Qingdao is a coastal city with a traditional coastal landscape. It is a popular tourist city in China. Yet, some counties and villages in this area are economically underdeveloped. Therefore, the types of housing and construction are quite diverse ranging from beach homes to poor housing for the socioeconomically deprived. Of the 5 areas surveyed, our study showed the highest diversity of mosquitoes in the Qingdoa area (Table 1).
The majority of the mosquito-positive habitats in Shandong Province were nondisposable habitats and miscellaneous containers (Table 2). However, we found public spaces and structures that provided habitats that attracted ovipositing female adults and were conducive to egg, larval and pupal survival and development. These locations, e.g., schools and streets, are commonly excluded from entomological surveys because of quantity and inconvenience for sampling; yet, they can harbor mosquito-positive water-filled containers that help maintain mosquito populations in endemic areas and can function as a source of mosquitoes that infest nearby areas (Focks et al. 1981, Troyo et al. 2008b).

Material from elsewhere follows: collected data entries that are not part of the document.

PR #3200, opened 2024-10-31
Gke update default taints for user node pools

ankitkinra:
Removing the default user node pool taint of "user-workload" allows the user workloads jobs to land on the GPU node pools without adding tolerations to all user jobs.
Default taint was added to user node pools to prevent non GPU workloads from landing there.
However, GKE adds a `gpu` taint already to GPU nodepools https://cloud.google.com/kubernetes-engine/docs/how-to/gpus#taint which makes these taints redundant and complicate user workflows.


modules/scheduler/gke-cluster/variables.tf
```diff
@@ -170,11 +170,7 @@ variable "system_node_pool_taints" {
     value  = any
     effect = string
   }))
-  default = [{
```
chengcongdu, line 173: are we removing the system np taint as well? I thought we were only discussing removing the manual gpu taint

ankitkinra: Sounds good, keeping this for now.

chengcongdu (approved):

PR #3209, opened 2024-11-01
SlurmGCP. Escape GCP error reasons that may cause malformed CLI args

mr0re1:
Bug observed in a wild, but no exact value of reason has been recovered. Here is a reproduction:

```py
reason = "rock'n roll"
args = f"scontrol update nodename=nodelist state=down reason='{reason}'"
shlex.split(args)

File /usr/lib/python3.11/shlex.py:191, in shlex.read_token(self)
    189         print("shlex: I see EOF in quotes state")
    190     # XXX what error should be raised here?
--> 191     raise ValueError("No closing quotation")
    192 if nextchar == self.state:
    193     if not self.posix:

ValueError: No closing quotation
```


harshthakkar01:
This will affect since bash escapes certain special characters right ? 

Like $, \ ? Will this affect other places as well ?

mr0re1:
> This will affect since bash escapes certain special characters right ?
> Like $, \ ? Will this affect other places as well ?

Can you come up with example of reasonable reason (lol) ?
IMHO nothing should be interpolated here, so safe escaping should be a no-brainer. WDYT?

harshthakkar01:
This was just for my understanding, like if this is to escape bash character. Happy to lgtm.

harshthakkar01 (approved):

PR #3215, opened 2024-11-04
SlurmGCP. Add `set -e` to prolog mux

mr0re1:
**Motivation:** To allow fail-scenario


tpdownes (approved):
We have tested this on an internal cluster with the standard prolog/epilog solutions for the A3 VM family. We have not observed any unanticipated failures that cause undesired drains of nodes.

We will need to document this change for end users in our next release notes, perhaps with a link to a Discussion. This can be handled at release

Many mosquito-positive containers were associated with nonhousehold settings, such as rock pools, puddles, lots, rice fields, and public spaces. Fifteen species were found successfully breeding and developing in rock pools. Similarly, washtubs and water puddles were important larval habitats in western Shandong Province, especially during the dry season. In contrast, most mosquito-positive habitats in eastern areas of Shandong were nondisposable containers. Gutters accumulate water and organic debris creating conditions ideal for mosquito development. And, the height and inaccessibility of roof gutters hampers consistent surveillance by household inhabitants. Together, washtubs and gutters could explain the permanence of mosquitoes during the mosquito season in areas of Shandong Province and, thus, could potentially facilitate and contribute to the outbreak of mosquito-borne diseases.
We found that breeding places for Ae. aibopictus are usually small water-filled containers, including basins, pots, discarded tires, etc. Anopheles sinensis oviposits in outdoor containers filled with clear water. And, the low occurrence of anophelines An. lindesayi and An. pattoni might be attributed to increased pollution of brook or spring waters in comparison the Zhen et al. (1990) surveys.

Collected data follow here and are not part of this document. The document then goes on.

PR #3219, opened 2024-11-05
Adding retries to a3mega image blueprint

cdunbar13:
The A3 Mega image creation blueprint has a transient failure on downloading the kernel headers within the Packer module.  This adds retries to the task and a delay of a minute to alleviate that issue.

Testing using the PR-test-ml-a3-megagpu-slurm integration test.

### DIFF
--- a/examples/machine-learning/a3-megagpu-8g/slurm-a3mega-image.yaml
+++ b/examples/machine-learning/a3-megagpu-8g/slurm-a3mega-image.yaml
@@ -83,6 +83,11 @@ deployment_groups:
               ansible.builtin.get_url:
                 url: "{{ package_url }}"
                 dest: "{{ package_filename }}"
+              retries: 3
+              delay: 60
+              register: result
+              until: result is success
+              failed_when: result is failure
             - name: Install kernel headers
               ansible.builtin.apt:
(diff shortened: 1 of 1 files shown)


examples/machine-learning/a3-megagpu-8g/slurm-a3mega-image.yaml
```diff
@@ -83,6 +83,11 @@ deployment_groups:
...
                 url: "{{ package_url }}"
                 dest: "{{ package_filename }}"
+              retries: 3
+              delay: 60
+              register: result
+              until: result is success
+              failed_when: result is failure
             - name: Install kernel headers
               ansible.builtin.apt:
                 deb: "{{ package_filename }}"
```
tpdownes, line 93: nit: I think it's safer to use a less generic name than `result` because (I believe) that they are not scoped within the task. Will be issue if we do something similar.

tpdownes (approved):

examples/machine-learning/a3-megagpu-8g/slurm-a3mega-image.yaml
cdunbar13: Fixed, changed to `knl_dl`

Culex pipiens pallens is the dominant culicid species in Shangong Province and possessed the highest diversity index values for nearly all categories of mosquito-breeding containers (Table 2). The treatment or elimination of such water-filled containers should be required to manage this species in infested areas. Other culicids exhibited lower diversity index values for specific types of containers (Table 2). Therefore, having different species of mosquitoes coexisting in the urban or rural environments suggests that different strategies might need to be considered for the control of nuisance mosquitoes and potential vectors of human diseases in Shandong Province in China.